Dataset entries
------------------------------------------------
PR #896, opened 2026-02-13
[Together AI] Add GLM-5

zainhas:


providers/togetherai/models/zai-org/GLM-5.toml
```diff
@@ -0,0 +1,23 @@
...
+family = "glm"
+release_date = "2026-02-11"
+last_updated = "2026-02-11"
+attachment = false
+reasoning = true
+temperature = true
+structured_output = true
+knowledge = "2025-11"
+tool_call = true
+open_weights = true
```
rekram1-node, line 11: isnt this interleaved model?

zainhas: yes it is but for some reason when I pass in:

[interleaved]
field = "reasoning"

validation fails

rekram1-node: isn't the field reasoning_content? not "reasoning"

if this model is served via /chat/completions compat endpoint then it needs some field to send reasoning BACK as for interleaved reasoning models.

For most providers this is reasoning_content (or sometimes reasoning_details)

zainhas: Yes for us that field is called "reasoning", same for kimi-k2.5 and all other interleaved models

rekram1-node: Ah okay I forgot that together ai is configured to use together ai sdk instead of the regular openai compat one.

I assume that it will properly handle this interaction then, thanks!

PR #898, opened 2026-02-13
feat(models): Added minimax model profile

888-wzk:


providers/zenmux/models/minimax/minimax-m2.5.toml
```diff
@@ -0,0 +1,23 @@
...
+reasoning = true
+temperature = true
+tool_call = true
+knowledge = "2025-01-01"
+open_weights = false
+
+[cost]
+input = 0.30
+output = 1.20
+cache_read = 0.03
```
rekram1-node, line 17: minimax is an interleaved reasoning model

888-wzk: fixed

PR #915, opened 2026-02-14
add glm-5, gpt-5-mini, deepseek-v3.2 models for vivgrid provider

fanweixiao:
add 3 models:
- glm-5
- gpt-5-mini
- deepseek-v3.2

### DIFF
--- a/providers/vivgrid/models/deepseek-v3.2.toml
+++ b/providers/vivgrid/models/deepseek-v3.2.toml
@@ -1,0 +1,25 @@
+name = "DeepSeek-V3.2"
+family = "deepseek"
+release_date = "2025-12-01"
+last_updated = "2025-12-01"
+attachment = false
+reasoning = true
+temperature = true
+knowledge = "2024-07"
+tool_call = true
+open_weights = true
+
+[cost]
+input = 0.28
+output = 0.42
+
+[limit]
+context = 128_000
+output = 128_000
+
+[modalities]
+input = ["text"]
+output = ["text"]
+
+[provider]
+npm = "@ai-sdk/openai-compatible"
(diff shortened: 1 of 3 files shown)


providers/vivgrid/models/deepseek-v3.2.toml
```diff
@@ -0,0 +1,25 @@
+name = "DeepSeek-V3.2"
+family = "deepseek"
+release_date = "2025-12-01"
+last_updated = "2025-12-01"
+attachment = false
+reasoning = true
+temperature = true
+knowledge = "2024-07"
+tool_call = true
+open_weights = true
```
rekram1-node, line 10: isnt deepseek an interleaved reasoning model?

fanweixiao: Good question — DeepSeek-V3.2 is actually a hybrid / interleaved reasoning model rather than a dedicated reasoning-only model.

In most deployments (for example with vLLM), reasoning is **not enabled by default** and must be explicitly requested at runtime — e.g. by passing `chat_template_kwargs.thinking=true` in the request body. Without this, it behaves like a standard chat LLM.

In [models.dev](https://models.dev), the reasoning flag indicates that a model supports reasoning capabilities, not that it always operates in a dedicated reasoning mode. This is consistent with how other providers configure DeepSeek-V3.2.

In [Vivgrid](https://vivgrid.com), we abstract these provider-specific details away — developers can enable reasoning using the same client interface they would use for GPT-5.2 , without needing to handle provider-specific request parameters.

e.g.

```json
{
  "model": "DeepSeek-V3.2",
  "input": [
    {
      "role": "user",
      "content": "Explain why the sky is blue"
    }
  ],
  "reasoning": {
    "effort": "medium"
  },
}
```

rekram1-node: ok

PR #945, opened 2026-02-17
sync nano-gpt models with live API catalog

Daltonganger:
## Summary
- Sync `providers/nano-gpt/models` to the current NanoGPT `/api/v1/models?detailed=true` catalog and remove models no longer present in the API.
- Update existing NanoGPT model metadata (pricing, limits, capabilities) and add newly listed models to restore API parity.
- Ignore local TokenSpeed sqlite artifacts in `.gitignore` so private local monitoring files are not tracked.

## Validation
- Ran a scoped NanoGPT TOML parse/required-field check successfully (`550` files, `0` errors).
- `bun validate` currently fails on a pre-existing non-NanoGPT issue in `providers/mistral/models/devstral-medium-latest.toml`.


Daltonganger:
@rekram1-node Can you please accept this one? I want to use some models from Nano-gpt that are not in there now! Thank you!

PR #966, opened 2026-02-18
add evroc provider + models

mhkok:
This is to add evroc + available models


rekram1-node:
doesnt quite pass ci :/

PR #981, opened 2026-02-19
add gemini 3.1 to google/openrouter

mdrxy:


DanielTatarkin:
@mdrxy would you be able to add it for github copilot provider as well?

rekram1-node:
@DanielTatarkin it hasn't been rolled out to other clients yet afaik.

seaweeduk:
providers/google/models/gemini-3.1-pro.toml

this is incorrect the it should be "gemini-3.1-pro-preview.toml", this has the wrong model slug there is no model found called gemini-3.1-pro

mdrxy:
@seaweeduk good callout thx, fixing here https://github.com/anomalyco/models.dev/pull/983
------------------------------------------------
Required work >> Where the data above reaches the line holding "- Ran a scoped", begin printing, and stop after the line holding "PR #966, opened 2026-02-18". Each line must be reproduced exactly, with nothing else added.

Exercise answer >>
- Ran a scoped NanoGPT TOML parse/required-field check successfully (`550` files, `0` errors).
- `bun validate` currently fails on a pre-existing non-NanoGPT issue in `providers/mistral/models/devstral-medium-latest.toml`.


Daltonganger:
@rekram1-node Can you please accept this one? I want to use some models from Nano-gpt that are not in there now! Thank you!

PR #966, opened 2026-02-18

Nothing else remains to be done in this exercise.